[Start of Attachment]

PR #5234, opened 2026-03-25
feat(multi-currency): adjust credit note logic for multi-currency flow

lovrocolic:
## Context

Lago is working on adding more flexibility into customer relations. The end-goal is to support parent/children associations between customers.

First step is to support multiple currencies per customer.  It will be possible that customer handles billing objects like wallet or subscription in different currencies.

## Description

[End of Attachment]
[Start of Attachment]

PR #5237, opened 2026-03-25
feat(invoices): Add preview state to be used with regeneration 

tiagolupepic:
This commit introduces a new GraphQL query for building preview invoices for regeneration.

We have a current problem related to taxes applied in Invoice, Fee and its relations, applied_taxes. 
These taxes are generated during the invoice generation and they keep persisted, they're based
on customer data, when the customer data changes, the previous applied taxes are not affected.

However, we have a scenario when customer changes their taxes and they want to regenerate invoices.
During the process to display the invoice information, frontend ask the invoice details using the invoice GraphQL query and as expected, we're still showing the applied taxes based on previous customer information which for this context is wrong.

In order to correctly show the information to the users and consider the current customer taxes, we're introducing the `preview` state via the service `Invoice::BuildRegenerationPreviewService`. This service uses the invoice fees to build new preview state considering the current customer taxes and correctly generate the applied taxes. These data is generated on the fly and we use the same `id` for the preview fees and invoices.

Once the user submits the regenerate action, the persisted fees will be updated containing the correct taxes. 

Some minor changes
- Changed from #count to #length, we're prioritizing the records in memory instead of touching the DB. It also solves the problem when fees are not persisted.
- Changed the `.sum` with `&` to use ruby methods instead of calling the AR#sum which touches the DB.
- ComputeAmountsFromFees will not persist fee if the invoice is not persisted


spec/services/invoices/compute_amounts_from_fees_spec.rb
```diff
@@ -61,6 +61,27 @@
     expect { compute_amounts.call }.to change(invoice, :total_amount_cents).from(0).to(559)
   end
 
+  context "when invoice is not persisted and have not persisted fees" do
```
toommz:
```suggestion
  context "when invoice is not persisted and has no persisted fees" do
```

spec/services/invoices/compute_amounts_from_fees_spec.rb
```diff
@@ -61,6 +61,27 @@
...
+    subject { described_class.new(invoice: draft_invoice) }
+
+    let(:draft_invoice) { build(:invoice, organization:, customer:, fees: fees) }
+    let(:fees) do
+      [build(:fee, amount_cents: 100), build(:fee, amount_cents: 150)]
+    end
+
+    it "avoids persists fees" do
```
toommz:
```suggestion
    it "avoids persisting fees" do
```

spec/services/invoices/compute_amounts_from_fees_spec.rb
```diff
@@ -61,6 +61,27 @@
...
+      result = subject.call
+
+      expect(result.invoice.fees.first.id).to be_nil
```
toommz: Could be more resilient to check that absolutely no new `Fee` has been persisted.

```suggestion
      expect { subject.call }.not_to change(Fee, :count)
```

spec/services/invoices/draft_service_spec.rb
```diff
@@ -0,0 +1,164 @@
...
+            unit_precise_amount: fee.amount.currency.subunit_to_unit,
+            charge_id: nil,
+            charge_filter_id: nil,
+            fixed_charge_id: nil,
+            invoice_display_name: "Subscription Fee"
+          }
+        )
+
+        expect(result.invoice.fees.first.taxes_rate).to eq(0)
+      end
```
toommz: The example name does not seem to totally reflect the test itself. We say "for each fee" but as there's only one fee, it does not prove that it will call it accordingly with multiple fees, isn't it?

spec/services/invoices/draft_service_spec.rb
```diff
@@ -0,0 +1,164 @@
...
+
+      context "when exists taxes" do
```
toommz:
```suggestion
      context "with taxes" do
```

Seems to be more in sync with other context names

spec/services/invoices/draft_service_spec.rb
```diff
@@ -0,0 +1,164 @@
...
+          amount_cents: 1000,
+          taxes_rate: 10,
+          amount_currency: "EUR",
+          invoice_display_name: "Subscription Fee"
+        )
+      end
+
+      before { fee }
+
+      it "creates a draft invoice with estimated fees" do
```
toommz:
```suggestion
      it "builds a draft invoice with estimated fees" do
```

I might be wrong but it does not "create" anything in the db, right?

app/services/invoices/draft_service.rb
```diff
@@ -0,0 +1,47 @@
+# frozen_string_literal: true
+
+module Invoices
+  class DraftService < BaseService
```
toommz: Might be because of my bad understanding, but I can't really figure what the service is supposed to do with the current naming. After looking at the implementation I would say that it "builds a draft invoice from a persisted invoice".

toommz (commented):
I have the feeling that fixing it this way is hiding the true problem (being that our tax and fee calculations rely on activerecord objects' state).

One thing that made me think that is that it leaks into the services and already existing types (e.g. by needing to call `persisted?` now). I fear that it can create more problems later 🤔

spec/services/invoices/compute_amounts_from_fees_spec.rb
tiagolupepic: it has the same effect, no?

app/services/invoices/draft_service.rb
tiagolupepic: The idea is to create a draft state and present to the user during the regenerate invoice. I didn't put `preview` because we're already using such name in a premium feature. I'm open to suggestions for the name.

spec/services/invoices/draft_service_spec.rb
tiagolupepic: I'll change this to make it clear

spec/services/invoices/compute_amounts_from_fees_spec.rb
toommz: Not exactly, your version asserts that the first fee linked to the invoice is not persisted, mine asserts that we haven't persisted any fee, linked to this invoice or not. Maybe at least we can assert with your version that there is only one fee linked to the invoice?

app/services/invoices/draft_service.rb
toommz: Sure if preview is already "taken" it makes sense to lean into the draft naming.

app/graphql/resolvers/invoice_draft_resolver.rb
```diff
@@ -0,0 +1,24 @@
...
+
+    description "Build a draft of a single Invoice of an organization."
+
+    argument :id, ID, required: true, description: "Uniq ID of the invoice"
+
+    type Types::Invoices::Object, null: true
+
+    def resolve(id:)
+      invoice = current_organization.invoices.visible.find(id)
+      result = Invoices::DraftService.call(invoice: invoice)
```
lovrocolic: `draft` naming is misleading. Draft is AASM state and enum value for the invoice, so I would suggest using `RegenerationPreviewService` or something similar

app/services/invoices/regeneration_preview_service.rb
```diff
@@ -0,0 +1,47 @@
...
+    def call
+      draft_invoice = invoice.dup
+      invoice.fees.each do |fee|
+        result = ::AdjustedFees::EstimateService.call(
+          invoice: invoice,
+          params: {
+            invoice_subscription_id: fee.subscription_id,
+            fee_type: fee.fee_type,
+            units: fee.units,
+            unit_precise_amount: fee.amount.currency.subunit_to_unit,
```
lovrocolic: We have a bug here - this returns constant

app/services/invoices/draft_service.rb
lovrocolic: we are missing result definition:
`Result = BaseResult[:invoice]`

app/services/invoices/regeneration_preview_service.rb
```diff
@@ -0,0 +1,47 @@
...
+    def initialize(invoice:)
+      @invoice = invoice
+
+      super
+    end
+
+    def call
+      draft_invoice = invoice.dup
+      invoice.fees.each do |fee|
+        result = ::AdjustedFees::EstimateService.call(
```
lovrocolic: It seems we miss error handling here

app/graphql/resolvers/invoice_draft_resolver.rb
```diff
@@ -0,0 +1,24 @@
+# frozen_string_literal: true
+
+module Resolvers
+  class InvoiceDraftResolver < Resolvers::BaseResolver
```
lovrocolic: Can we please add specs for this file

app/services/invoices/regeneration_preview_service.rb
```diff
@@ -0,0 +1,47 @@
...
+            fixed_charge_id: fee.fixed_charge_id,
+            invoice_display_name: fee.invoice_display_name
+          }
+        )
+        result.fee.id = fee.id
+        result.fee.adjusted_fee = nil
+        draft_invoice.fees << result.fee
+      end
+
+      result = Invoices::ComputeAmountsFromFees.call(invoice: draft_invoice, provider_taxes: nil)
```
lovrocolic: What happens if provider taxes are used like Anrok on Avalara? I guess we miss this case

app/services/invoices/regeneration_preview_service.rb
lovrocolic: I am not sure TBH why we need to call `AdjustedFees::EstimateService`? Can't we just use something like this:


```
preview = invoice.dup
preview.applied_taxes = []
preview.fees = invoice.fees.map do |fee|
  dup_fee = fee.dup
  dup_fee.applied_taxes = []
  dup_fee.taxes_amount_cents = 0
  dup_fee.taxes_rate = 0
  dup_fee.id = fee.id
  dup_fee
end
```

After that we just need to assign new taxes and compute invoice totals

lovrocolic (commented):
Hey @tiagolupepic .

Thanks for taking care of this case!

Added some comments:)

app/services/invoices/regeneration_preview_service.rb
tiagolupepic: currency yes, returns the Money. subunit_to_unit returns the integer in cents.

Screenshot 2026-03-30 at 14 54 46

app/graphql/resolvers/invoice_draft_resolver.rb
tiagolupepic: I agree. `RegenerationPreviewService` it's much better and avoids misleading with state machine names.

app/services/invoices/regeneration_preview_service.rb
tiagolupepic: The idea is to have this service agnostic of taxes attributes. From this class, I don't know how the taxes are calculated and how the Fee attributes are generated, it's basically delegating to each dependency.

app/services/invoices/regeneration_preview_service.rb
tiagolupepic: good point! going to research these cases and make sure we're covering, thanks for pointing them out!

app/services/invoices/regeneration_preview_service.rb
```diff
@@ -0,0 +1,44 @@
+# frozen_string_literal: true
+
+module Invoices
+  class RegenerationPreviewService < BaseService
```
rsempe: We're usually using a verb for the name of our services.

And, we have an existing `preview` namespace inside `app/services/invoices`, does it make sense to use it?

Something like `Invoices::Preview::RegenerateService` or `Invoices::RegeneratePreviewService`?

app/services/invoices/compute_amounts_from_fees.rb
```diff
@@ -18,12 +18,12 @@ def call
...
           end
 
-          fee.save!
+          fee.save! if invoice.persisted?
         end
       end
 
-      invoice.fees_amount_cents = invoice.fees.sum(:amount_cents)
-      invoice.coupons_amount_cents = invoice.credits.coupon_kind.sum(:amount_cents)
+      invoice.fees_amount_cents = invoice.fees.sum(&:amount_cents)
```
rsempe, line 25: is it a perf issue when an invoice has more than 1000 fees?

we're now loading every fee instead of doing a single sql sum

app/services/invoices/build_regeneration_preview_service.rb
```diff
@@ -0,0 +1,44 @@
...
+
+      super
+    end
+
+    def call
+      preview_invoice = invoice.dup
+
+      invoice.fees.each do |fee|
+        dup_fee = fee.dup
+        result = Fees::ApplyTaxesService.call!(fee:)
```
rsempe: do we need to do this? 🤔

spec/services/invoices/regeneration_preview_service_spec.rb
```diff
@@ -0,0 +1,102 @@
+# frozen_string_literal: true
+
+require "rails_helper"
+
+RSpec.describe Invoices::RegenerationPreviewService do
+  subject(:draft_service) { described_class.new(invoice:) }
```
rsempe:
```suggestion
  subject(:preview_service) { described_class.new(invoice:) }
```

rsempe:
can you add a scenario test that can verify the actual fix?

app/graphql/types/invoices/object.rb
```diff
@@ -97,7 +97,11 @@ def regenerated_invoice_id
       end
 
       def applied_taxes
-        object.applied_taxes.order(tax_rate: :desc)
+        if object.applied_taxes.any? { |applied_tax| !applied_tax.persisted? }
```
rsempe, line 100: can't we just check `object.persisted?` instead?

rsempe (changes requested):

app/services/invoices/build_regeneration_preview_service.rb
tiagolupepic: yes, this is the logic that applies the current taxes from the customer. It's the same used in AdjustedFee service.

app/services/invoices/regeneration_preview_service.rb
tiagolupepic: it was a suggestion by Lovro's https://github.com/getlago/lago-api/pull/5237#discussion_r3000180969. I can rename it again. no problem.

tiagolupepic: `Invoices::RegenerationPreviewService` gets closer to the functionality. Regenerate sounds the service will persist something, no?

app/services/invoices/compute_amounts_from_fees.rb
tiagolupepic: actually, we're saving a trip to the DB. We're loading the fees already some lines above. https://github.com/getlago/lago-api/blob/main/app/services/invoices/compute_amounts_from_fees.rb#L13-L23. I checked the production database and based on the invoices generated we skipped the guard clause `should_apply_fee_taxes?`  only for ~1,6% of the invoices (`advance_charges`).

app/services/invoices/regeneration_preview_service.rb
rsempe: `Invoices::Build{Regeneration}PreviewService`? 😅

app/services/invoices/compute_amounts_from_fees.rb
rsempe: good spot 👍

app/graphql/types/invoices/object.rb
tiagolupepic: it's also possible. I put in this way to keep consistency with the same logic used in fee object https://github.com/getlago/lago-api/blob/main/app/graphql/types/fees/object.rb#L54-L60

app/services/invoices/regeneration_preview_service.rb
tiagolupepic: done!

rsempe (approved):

[End of Attachment]

## Problem to solve
I need every line from the material that contains the word "used".

## Reply
feat(invoices): Add preview state to be used with regeneration 
lovrocolic: What happens if provider taxes are used like Anrok on Avalara? I guess we miss this case
tiagolupepic: yes, this is the logic that applies the current taxes from the customer. It's the same used in AdjustedFee service.
tiagolupepic: it's also possible. I put in this way to keep consistency with the same logic used in fee object https://github.com/getlago/lago-api/blob/main/app/graphql/types/fees/object.rb#L54-L60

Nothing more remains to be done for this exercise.